• [Problem to work on] Filter the listing and keep only the lines with the word "thing".

- Opening Delimiter -

PR #116, opened 2017-12-11
Add ability to specify per bucket options for a bucketized pool

robskillington:


pool/types.go
```diff
@@ -107,6 +107,11 @@ type Bucket struct {
 
 	// Count is the number of fixed elements in the bucket.
 	Count int
+
+	// Options is an optional override to specify options to use for a bucket,
+	// specify nil to use the options specified to the bucketized pool
+	// constructor for this bucket.
+	Options ObjectPoolOptions
```
prateek: suggestion(take/leave): `OverrideOptions` would make the use of this clearer

robskillington: So much cleaner though as just "Options" ha.  Yeah... I'll leave for now, it's a reasonable suggestion though.

PR #120, opened 2018-01-31
Add `context`, `ident` and `resource` package

prateek:
- Move `Finalizer` interface to newly created `resource` package (from `checked`)
- Migrate `m3db/context` -> `m3x/context`
- Merge `m3db/ts` and `m3x/id` as `m3x/ident`

/cc @robskillington


CONTRIBUTING.md
```diff
@@ -16,7 +16,7 @@ make test
 ## Making A Change
 
 *Before making any significant changes, please [open an
-issue](https://github.com/m3db/m3db/issues).* Discussing your proposed
+issue](https://github.com/m3db/m3x/issues).* Discussing your proposed
```
robskillington: Ha, good catch 👍

ident/types.go
```diff
@@ -0,0 +1,88 @@
...
+}
+
+// A Datapoint is a single data value reported at a given time.
+type Datapoint struct {
+	Timestamp time.Time
+	Value     float64
+}
+
+// Annotation represents information used to annotate datapoints.
+type Annotation []byte
```
robskillington: Oh Datapoint and Annotation should probably stay in `m3db` - they truly do belong in a `ts` (timeseries) package and not in an `ident` package.

robskillington:
We need to work out how to generate `ident_mock.go` from m3x now too, copying the mock in won't cut it I don't think... unless we truly don't expect to add other types we want to mock, etc later.

prateek:
opened #122 as a followup

PR #121, opened 2018-02-01
Add Tag and IDsIterator to `ident`

prateek:
/cc @robskillington


ident/types.go
```diff
@@ -43,24 +43,69 @@ type ID interface {
...
+type TagValue ID
+
+// Tag represents a timeseries tag.
+type Tag struct {
+	Name  TagName
+	Value TagValue
+}
+
 // IdentifierPool represents an automatic pool of IDs.
 type IdentifierPool interface {
```
prateek: How do you feel about renaming this to `ident.Pool`?

robskillington: Sure thing.

prateek: Awesome, done

PR #123, opened 2018-02-03
Add `ident` utility methods

prateek:
/cc @robskillington


prateek:
Yep it's to allow multiple iteration. Needed the ability to either Clone() or Reset() the head of the iterator for this [code](https://github.com/m3db/m3db/blob/262755e40fdc6dd08bbbdc6850b8f0bb9b7b0b0f/client/session.go#L863-L885). Chose Clone() cause it felt more in line with the iterator idiom

PR #124, opened 2018-02-16
Add Equal() method to Tags

prateek:


ident/tags_test.go
```diff
@@ -0,0 +1,68 @@
...
+	tagsB := Tags{
+		StringTag("foo", "bar"),
+		StringTag("and", "done"),
+	}
+
+	require.False(t, tagsA.Equal(tagsB))
+	require.False(t, tagsB.Equal(tagsA))
+}
+
+func TestTagsInequalOrder(t *testing.T) {
```
jeromefroe: nit: s/TestTagsInequalOrder/TestTagsUnequalOrder

ident/types.go
```diff
@@ -143,6 +143,28 @@ func (ids IDs) Finalize() {
...
 
+// Finalize finalizes all Tags.
+func (tags Tags) Finalize() {
+	for _, t := range tags {
+		t.Name.Finalize()
+		t.Value.Finalize()
+	}
+}
+
+// Equal returns a bool indicating if the tags are equal.
```
jeromefroe: nit: perhaps it's worth calling out that the tags must be in the same order?

ident/tags_test.go
prateek: done

ident/types.go
prateek: sure thing

PR #125, opened 2018-02-20
Add utility methods to ident.Pool

prateek:
/cc @robskillington

### DIFF
--- a/ident/iterator.go
+++ b/ident/iterator.go
@@ -71,7 +71,7 @@ func (i *idSliceIter) Remaining() int {
 	return 0
 }
 
-func (i *idSliceIter) Clone() Iterator {
+func (i *idSliceIter) Duplicate() Iterator {
 	return &idSliceIter{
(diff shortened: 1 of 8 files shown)


ident/iterator.go
```diff
@@ -86,29 +90,60 @@ func NewStringIDsIterator(ids ...string) Iterator {
...
 	}
-	i.currentID = nil
+	i.release()
 	return false
 }
 
+func (i *stringSliceIter) setCurrent(s string) {
+	// we already hold a reference to the underlying bytes over the lifecycle
+	// of the iterator, don't need another one here.
+	i.idBytes.Reset([]byte(s))
```
robskillington: Hm (as discussed), maybe too much work to avoid extra allocs that will still ultimately require a byte slice alloc here.

prateek: Yep that's fair. Reverted in the next version.

PR #127, opened 2018-02-26
[glide] Update glide.yaml to use semver where possible

jeromefroe:
I ran into an issue in `m3ninx` that required me to update to a newer version of the `github.com/golang/mock` package but was unable to because `m3x` pins it to an older SHA. Consequently, this diff updates our dependency on `mock` in Glide to use semver releases. I also noticed there were a few other packages where we could use semver instead so I took the liberty to update those as well so we can avoid this situation in the future as well.

cc @prateek


glide.yaml
```diff
@@ -29,22 +23,31 @@ import:
...
+  version: ^1.2.0
 
 - package: github.com/shirou/w32
   version: bb4de0191aa41b5507caa14b0650cdbddcd9280b
 
 - package: github.com/StackExchange/wmi
-  version: e542ed97d15e640bdc14b5c12162d59e8fc67324
+  version: ^1.0.0
 
 - package: github.com/fortytw2/leaktest
```
prateek: can this be moved to testImport too?

PR #130, opened 2018-03-09
Add age reporting in instrument.BuildReporter

prateek:
/cc @robskillington @jeromefroe

### DIFF
--- a/instrument/build.go
+++ b/instrument/build.go
@@ -25,6 +25,7 @@ import (
 	"log"
 	"runtime"
 	"sync"
+	"sync/atomic"
 	"time"
 )
 
@@ -41,8 +42,8 @@ var (
 	// BuildDate is the date this build was created.
 	BuildDate = "unknown"
 
-	// BuildDateUnixNanos is the UnixNanos since epoch representing the date this build was created.
-	BuildDateUnixNanos int64 = 0
+	// BuildTimeUnixNanos is the UnixNanos since epoch representing the date this build was created.
+	BuildTimeUnixNanos int64
 
 	// LogBuildInfoAtStartup controls whether we log build information at startup. If its
 	// set to a non-empty string, we log the build information at process startup.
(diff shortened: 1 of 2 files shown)


instrument/build.go
```diff
@@ -59,10 +65,11 @@ var (
...
 func LogBuildInfo() {
-	log.Printf("Go Runtime version: %s\n", goVersion)
-	log.Printf("Build Revision:     %s\n", Revision)
-	log.Printf("Build Branch:       %s\n", Branch)
-	log.Printf("Build Date:         %s\n", BuildDate)
+	log.Printf("Go Runtime version:  %s\n", goVersion)
+	log.Printf("Build Revision:      %s\n", Revision)
+	log.Printf("Build Branch:        %s\n", Branch)
+	log.Printf("Build Date:          %s\n", BuildDate)
+	log.Printf("Build DateUnixNanos: %s\n", BuildDateUnixNanos)
```
xichen2020: nit: use `%d` instead of `%s` for int64s.

instrument/build.go
```diff
@@ -41,15 +41,21 @@ var (
 	// BuildDate is the date this build was created.
 	BuildDate = "unknown"
 
+	// BuildDateUnixNanos is the UnixNanos since epoch representing the date this build was created.
+	BuildDateUnixNanos int64 = 0
```
xichen2020: nit: `BuildTimeUnixNanos` might be more apt. Also this should probably be a const?

instrument/build.go
prateek: sure thing

instrument/build.go
prateek: sure thing, will rename.

Re `const`: nah, needs to be a `var` to allow it to be overriden from ldflags at build time.

xichen2020: Ah yeah that's fair, might need to get rid of the 0 initial to silence lint.

instrument/build.go
prateek: fixed

instrument/build.go
prateek: yep sure thing. fixed both issues.

PR #131, opened 2018-03-10
Fix age reporter

prateek:
Turns out LDFlags need to be strings. Porting the unix nanos number to a string

### DIFF
--- a/instrument/build.go
+++ b/instrument/build.go
@@ -100,7 +100,7 @@ func NewBuildReporter(
 }
 
 func (b *buildReporter) Start() error {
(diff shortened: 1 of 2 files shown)


instrument/build.go
```diff
@@ -98,11 +100,25 @@ func NewBuildReporter(
 }
 
 func (b *buildReporter) Start() error {
+	var (
```
xichen2020: nit: should probably be `const`.

prateek: sure thing, addressed in next patch.

PR #634, opened 2021-10-20
KYC document type identity-face-proof

justnero:


adamaltman:
Is this still relevant? @swilczynski ?

swilczynski:
@adamaltman it is not, we decided to reuse and extend the existing identity-proof

PR #635, opened 2021-10-20
Add KYC settings

subenson:


openapi/code_samples/JavaScript/settings@kyc/get.js
```diff
@@ -0,0 +1,2 @@
+const kycSettings = await api.kycSettings.get();
+console.log(kycSettings.requireDateOfBirth);
```
p3yman, line 2: Is this for debugging or should be removed?

openapi/components/schemas/Common/CommonKycDocument.yaml
```diff
@@ -56,6 +56,9 @@ properties:
     description: Processing date/time.
     allOf:
       - $ref: ../ServerTimestamp.yaml
+  settings:
+    readOnly: true
+    $ref: ../KycSettings.yaml
```
slavcodev-rebilly, line 61: This is not correct schema according OAS 3.0.3 we use. if `$ref` keyword is used, it it should single in that level. You can use this instead if composition is needed
```yaml
readOnly: true
allOf:
    - $ref: ../KycSettings.yaml
```

slavcodev-rebilly: BTW, if this settings are read-only, how we can set them?

subenson: For now it's set manually for merchants. We hammered the scope of our project.

ghost (approved):

PR #642, opened 2021-10-26
Add servers options with organizationId server template variable

adamaltman:
Adds server template variables.


openapi/reports.yaml
```diff
@@ -58,6 +58,18 @@ security:
   - SecretApiKey: []
 servers:
   - url: 'https://api.rebilly.com/experimental'
```
ashkarpetin, line 60: It is not removed, is it expected?

ashkarpetin (dismissed):

openapi/reports.yaml
ashkarpetin, line 60: No sandbox url?

justnero: @ashkarpetin Good point, added

ashkarpetin (approved):

akozhevnikov-rebilly (approved):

- Closing Delimiter -

• [Written solution]
robskillington: Sure thing.
prateek: sure thing
prateek: sure thing
prateek: sure thing, will rename.
prateek: yep sure thing. fixed both issues.
prateek: sure thing, addressed in next patch.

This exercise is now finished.